Your objective ::
The answer is every line of the records that holds the word "only", copied in full.

*** Records provided ***

PR #227, opened 2012-06-08
Add registration email and password JS checker

domenc:
Issue #219 - add JS checker for registration (password matcher and email validation)


domenc:
New pull request - please comment :)

piplmesh/frontend/static/piplmesh/js/registration.js
```diff
@@ -0,0 +1,29 @@
+$(document).ready(function () {
+    $('#id_password2').keyup(checkPassword).change(checkPassword);
+    $('#id_email').keyup(checkEmail).change(checkEmail);
+});
+
+function checkPassword() {
+    $('#id_password1').keyup(checkPassword).change(checkPassword);
```
mitar: What is this? Why?

piplmesh/frontend/static/piplmesh/js/registration.js
```diff
@@ -0,0 +1,29 @@
...
+    }
+    else {
+        $('#id_password1').removeClass('input_valid input_invalid').addClass('input_invalid');
+        $('#id_password2').removeClass('input_valid input_invalid').addClass('input_invalid');
+    }
+}
+
+function checkEmail() {
+    var emailReg = /^((([a-z]|\d|[!#\$%&'\*\+\-\/=\?\^_`{\|}~]|[\u00A0-\uD7FF\uF900-\uFDCF\uFDF0-\uFFEF])+(\.([a-z]|\d|[!#\$%&'\*\+\-\/=\?\^_`{\|}~]|[\u00A0-\uD7FF\uF900-\uFDCF\uFDF0-\uFFEF])+)*)|((\x22)((((\x20|\x09)*(\x0d\x0a))?(\x20|\x09)+)?(([\x01-\x08\x0b\x0c\x0e-\x1f\x7f]|\x21|[\x23-\x5b]|[\x5d-\x7e]|[\u00A0-\uD7FF\uF900-\uFDCF\uFDF0-\uFFEF])|(\\([\x01-\x09\x0b\x0c\x0d-\x7f]|[\u00A0-\uD7FF\uF900-\uFDCF\uFDF0-\uFFEF]))))*(((\x20|\x09)*(\x0d\x0a))?(\x20|\x09)+)?(\x22)))@((([a-z]|\d|[\u00A0-\uD7FF\uF900-\uFDCF\uFDF0-\uFFEF])|(([a-z]|\d|[\u00A0-\uD7FF\uF900-\uFDCF\uFDF0-\uFFEF])([a-z]|\d|-|\.|_|~|[\u00A0-\uD7FF\uF900-\uFDCF\uFDF0-\uFFEF])*([a-z]|\d|[\u00A0-\uD7FF\uF900-\uFDCF\uFDF0-\uFFEF])))\.)+(([a-z]|[\u00A0-\uD7FF\uF900-\uFDCF\uFDF0-\uFFEF])|(([a-z]|[\u00A0-\uD7FF\uF900-\uFDCF\uFDF0-\uFFEF])([a-z]|\d|-|\.|_|~|[\u00A0-\uD7FF\uF900-\uFDCF\uFDF0-\uFFEF])*([a-z]|[\u00A0-\uD7FF\uF900-\uFDCF\uFDF0-\uFFEF])))$/;
```
mitar: You found this somewhere? Then you could add attribution in the comment above.

mitar: _emailReg_ -> _emailRegex_

piplmesh/frontend/static/piplmesh/js/registration.js
```diff
@@ -0,0 +1,29 @@
...
+
+    var emailValue = $('#id_email').val();
```
mitar: This variable is probably not needed, you are using it only once?

piplmesh/frontend/static/piplmesh/js/registration.js
domenc: It's not okey this add to document ready because they every time return false at the first time (beacause second input is empty) so i add on keyup on second input if they go back and retype password on in password1 field

piplmesh/frontend/static/piplmesh/js/registration.js
domenc: Source: http://jzaefferer.github.com/jquery-validation/jquery.validate.js
ok

mitar:
Otherwise it looks good now. I would just add some text feedback to the left of the input box with error. So not just colors, but that some text is displayed in the same color. Like _Input invalid._ or something.

domenc:
OK, i add some text after input.. Add source link for email validation, changed name for regex.
Remove $('#id_password1').keyup(checkPassword).change(checkPassword); ??

domenc:
But text in javascript - how to translate it with Django? Or I put text in html?

piplmesh/frontend/static/piplmesh/js/registration.js
mitar: Then add a comment. Otherwise it would be probably better to port `django.core.validators.email_re` to JavaScript. It probably does not require match to port, just some correct escaping. Maybe there is even something on Internet about that.

Because if would be better to use the same regex, so that it succeeds or fails exactly in same cases.

mitar:
I wrote you above my comments. :-) I do not remember what all I wrote. Use Github pull request interface to check it. ;-)

mitar:
Django supports translations in JavaScript. Check our documentation. It is written there how to do it.

domenc:
Add text for invalid email - like for password

piplmesh/frontend/static/piplmesh/js/registration.js
mitar: I would do it like this:
- run one check if both fields are equal only if they are both unempty, and I would do this on blur (so when users goes somewhere else)
- if previous check fails, I would redo the check on every change, to remove the error as soon as it is possible
- also if password is changed further, i would check again immediately and immediately display the error

domenc: Will be this OK? 
Code: blur(checkPassword).keyup(checkPassword).change(checkPassword);

function checkPassword() {
    if ($('#id_password1').val().trim().length > 0 && $('#id_password2').val().trim().length > 0) {
        if ($('#id_password1').val() == $('#id_password2').val()) {
            $('#id_password1').removeClass('input_valid input_invalid').addClass('input_valid');
            $('#id_password2').removeClass('input_valid input_invalid').addClass('input_valid');
            $("#password_info").remove();
        }
        else {
            $('#id_password1').removeClass('input_valid input_invalid').addClass('input_invalid');
            $('#id_password2').removeClass('input_valid input_invalid').addClass('input_invalid');
            $("#password_info").remove();
            var password_invalid_message = gettext('Please re-enter your password.');
            $("#id_password2").after('<span id="password_info" class="input_invalid">' + password_invalid_message + '</span>');
        }
    }
    else {
        $("#password_info").remove();
        $("#password_info").remove();
        $('#id_password1').removeClass('input_valid input_invalid');
        $('#id_password2').removeClass('input_valid input_invalid');
    }
}

domenc:
Waiting cor comment :)

piplmesh/frontend/static/piplmesh/js/registration.js
```diff
@@ -0,0 +1,50 @@
...
+        $('#id_password2').removeClass('input_valid input_invalid');
+    }
+}
+
+function checkEmail() {
+    // Source: http://jzaefferer.github.com/jquery-validation/jquery.validate.js
+    var emailRegex = /^((([a-z]|\d|[!#\$%&'\*\+\-\/=\?\^_`{\|}~]|[\u00A0-\uD7FF\uF900-\uFDCF\uFDF0-\uFFEF])+(\.([a-z]|\d|[!#\$%&'\*\+\-\/=\?\^_`{\|}~]|[\u00A0-\uD7FF\uF900-\uFDCF\uFDF0-\uFFEF])+)*)|((\x22)((((\x20|\x09)*(\x0d\x0a))?(\x20|\x09)+)?(([\x01-\x08\x0b\x0c\x0e-\x1f\x7f]|\x21|[\x23-\x5b]|[\x5d-\x7e]|[\u00A0-\uD7FF\uF900-\uFDCF\uFDF0-\uFFEF])|(\\([\x01-\x09\x0b\x0c\x0d-\x7f]|[\u00A0-\uD7FF\uF900-\uFDCF\uFDF0-\uFFEF]))))*(((\x20|\x09)*(\x0d\x0a))?(\x20|\x09)+)?(\x22)))@((([a-z]|\d|[\u00A0-\uD7FF\uF900-\uFDCF\uFDF0-\uFFEF])|(([a-z]|\d|[\u00A0-\uD7FF\uF900-\uFDCF\uFDF0-\uFFEF])([a-z]|\d|-|\.|_|~|[\u00A0-\uD7FF\uF900-\uFDCF\uFDF0-\uFFEF])*([a-z]|\d|[\u00A0-\uD7FF\uF900-\uFDCF\uFDF0-\uFFEF])))\.)+(([a-z]|[\u00A0-\uD7FF\uF900-\uFDCF\uFDF0-\uFFEF])|(([a-z]|[\u00A0-\uD7FF\uF900-\uFDCF\uFDF0-\uFFEF])([a-z]|\d|-|\.|_|~|[\u00A0-\uD7FF\uF900-\uFDCF\uFDF0-\uFFEF])*([a-z]|[\u00A0-\uD7FF\uF900-\uFDCF\uFDF0-\uFFEF])))$/;
+    
+    if ($('#id_email').val().trim().length > 0) {
```
mitar: I would just do:

```
if (($('#id_email').val()) {
...
```

No trimming, because we are not do any trimming on Python side.

piplmesh/frontend/static/piplmesh/css/style.css
```diff
@@ -79,6 +79,14 @@ form input[type="submit"], form input[type="reset"] {
     margin-left: -13em;
 }
 
+.input_valid {
```
mitar: OK, just one side comment, I would only mark fields as invalid, not also as valid. So just adding invalid class or removing it. To simplify things. Because sometimes Python will do also additional checks and field could still be invalid. (Like invalid hostname in e-mail.)

piplmesh/frontend/static/piplmesh/js/registration.js
```diff
@@ -0,0 +1,50 @@
+$(document).ready(function () {
+    $('#id_password1').blur(checkPassword).keyup(checkPassword).change(checkPassword);
```
mitar: I have not tried it, but I think this does not work OK. So immediately after the first letter of second password input box, error will be displayed, because both will be of non-zero length and non-matching?

piplmesh/frontend/static/piplmesh/js/registration.js
```diff
@@ -0,0 +1,50 @@
...
+    $('#id_password2').blur(checkPassword).keyup(checkPassword).change(checkPassword);
+
+    $('#id_email').keyup(checkEmail).change(checkEmail);
+});
+
+function checkPassword() {
+    if ($('#id_password1').val().trim().length > 0 && $('#id_password2').val().trim().length > 0) {
```
mitar: Simplify.

piplmesh/frontend/static/piplmesh/js/registration.js
```diff
@@ -0,0 +1,50 @@
...
+    if ($('#id_email').val().trim().length > 0) {
+        if (emailRegex.test($('#id_email').val())) {
+            $('#id_email').removeClass('input_valid input_invalid').addClass('input_valid');
+            $("#email_info").remove();
+        }
+        else {
+            $('#id_email').removeClass('input_valid input_invalid').addClass('input_invalid');
+            $("#email_info").remove();
+            var email_invalid_message = gettext('Invalid e-mail.');
+            $("#id_email").after('<span id="email_info" class="input_invalid">' + email_invalid_message + '</span>');
```
mitar: Construct HTML elements through jQuery. See how we are doing for user list panel, for example.

piplmesh/frontend/static/piplmesh/js/registration.js
domenc: Ok, i remove keyup event

domenc:
Simplify and remove valid mark

piplmesh/frontend/static/piplmesh/js/registration.js
```diff
@@ -0,0 +1,60 @@
...
+
+    if ($('#id_email').val()) {
+        if (emailRegex.test($('#id_email').val())) {
+            $('#id_email').removeClass('input_invalid');
+            $("#email_info").remove();
+        }
+        else {
+            $('#id_email').addClass('input_invalid');
+            $("#email_info").remove();
```
mitar: Move this bellow, just before `after` line so that there is smallest delay between removal and adding. (You can construct `message_info` before.)

domenc:
Moved some line

piplmesh/frontend/static/piplmesh/js/registration.js
```diff
@@ -0,0 +1,58 @@
...
+        }
+        else {
+            var message_info = $('<span/>').prop({
+                'id': 'password_info',
+                'class': 'input_invalid'
+            }).text(gettext('Please re-enter your password.'));
+
+            $('#id_password1').addClass('input_invalid');
+            $('#id_password2').addClass('input_invalid');
+            $("#password_info").remove();
```
mitar: Error should be _Passwords don't match._ -> this is the only thing we are checking here.

piplmesh/frontend/static/piplmesh/js/registration.js
```diff
@@ -0,0 +1,58 @@
+$(document).ready(function () {
+    $('#id_password1').blur(checkPassword).change(checkPassword);
+    $('#id_password2').blur(checkPassword).change(checkPassword);
```
mitar: OK, other things now all look good. But this we will still have to improve. ;-) So this is still not done correctly. Again: we want that no error is displayed until user enters something in both password input fields and leave (blur) them both. Then, after that, we want that fields are checked on any change/keystroke.

So I would propose you leave here only `blur` handler. This is when we want first checks to be done. Only on blur. And then, in `checkPassword`, I would attach to change/keyup event first time check fails, after `$("#id_password2").after(message_info);` for example.

domenc:
Fixed

piplmesh/frontend/static/piplmesh/js/registration.js
```diff
@@ -0,0 +1,61 @@
+$(document).ready(function () {
+    $('#id_password1').blur(checkPassword);
+    $('#id_password2').blur(checkPassword);
+
+    $('#id_email').blur(checkEmail).change(checkEmail);
```
mitar: The same goes probably for e-mail. First time we want to check it only on blur, no?

mitar: When is change called? For every key press too?

piplmesh/frontend/static/piplmesh/js/registration.js
```diff
@@ -0,0 +1,61 @@
...
+                'id': 'password_info',
+                'class': 'input_invalid'
+            }).text(gettext('Passwords do not match.'));
+
+            $('#id_password1').addClass('input_invalid');
+            $('#id_password2').addClass('input_invalid');
+            $("#password_info").remove();
+            $("#id_password2").after(message_info);
+            
+            $('#id_password1').keyup(checkPassword);
```
mitar: It is necessary to handle also change so that copy-paste is handled.

domenc:
Change: first time only check on blur; if they error then check on change and on key up

mitar:
It would be great if you would write this into commit messages. ;-) Such great descriptions as you have written above.

domenc:
:D

mitar:
It looks good. I will test how it works in reality now. ;-)

mitar:
OK. It crashed my browser. We have to do it better. ;-)

piplmesh/frontend/static/piplmesh/js/registration.js
```diff
@@ -0,0 +1,63 @@
...
+            $("#email_info").remove();
+        }
+        else {
+            var message_info = $('<span/>').prop({
+                'id': 'email_info',
+                'class': 'input_invalid'
+            }).text(gettext('Invalid e-mail.'));
+
+            $('#id_email').addClass('input_invalid');
+            $("#email_info").remove();
```
mitar: OK. This is not good. We cannot remove and add like this, on every event. We should just add if message info text is not yet there.

domenc:
What?!? On opera is working normal

piplmesh/frontend/static/piplmesh/js/registration.js
```diff
@@ -0,0 +1,63 @@
...
+
+    if ($('#id_email').val()) {
+        if (emailRegex.test($('#id_email').val())) {
+            $('#id_email').removeClass('input_invalid');
+            $("#email_info").remove();
+        }
+        else {
+            var message_info = $('<span/>').prop({
+                'id': 'email_info',
+                'class': 'input_invalid'
```
mitar: Please use some other class for this text. It looks really ugly with red background. Probably reuse the class which is used for marking invalid forms after Django validates.

mitar:
I did some heavy testing. ;-)

domenc:
Please, test it

piplmesh/frontend/static/piplmesh/css/style.css
```diff
@@ -79,6 +79,10 @@ form input[type="submit"], form input[type="reset"] {
     margin-left: -13em;
 }
 
+.input_invalid {
+    color: #ff0000;
```
mitar, line 87: Hm, for input boxes it was OK that background was red. But OK, it is also OK like this now.

piplmesh/frontend/static/piplmesh/js/registration.js
```diff
@@ -0,0 +1,81 @@
...
+        else {
+            var message_info = $('<span/>').prop({
+                'id': 'password_info',
+                'class': 'input_invalid'
+            }).text(gettext('Passwords do not match.'));
+
+            $('#id_password1').addClass('input_invalid');
+            $('#id_password2').addClass('input_invalid');
+
+            if ($('#password_info')) {
```
mitar: Ehm, what if you would add only if it does not yet exist? Not that you remove and add if it exists?

piplmesh/frontend/static/piplmesh/js/registration.js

*** End of Records provided ***

Your response ::
mitar: This variable is probably not needed, you are using it only once?
- run one check if both fields are equal only if they are both unempty, and I would do this on blur (so when users goes somewhere else)
mitar: OK, just one side comment, I would only mark fields as invalid, not also as valid. So just adding invalid class or removing it. To simplify things. Because sometimes Python will do also additional checks and field could still be invalid. (Like invalid hostname in e-mail.)
mitar: Error should be _Passwords don't match._ -> this is the only thing we are checking here.
So I would propose you leave here only `blur` handler. This is when we want first checks to be done. Only on blur. And then, in `checkPassword`, I would attach to change/keyup event first time check fails, after `$("#id_password2").after(message_info);` for example.
mitar: The same goes probably for e-mail. First time we want to check it only on blur, no?
Change: first time only check on blur; if they error then check on change and on key up
mitar: Ehm, what if you would add only if it does not yet exist? Not that you remove and add if it exists?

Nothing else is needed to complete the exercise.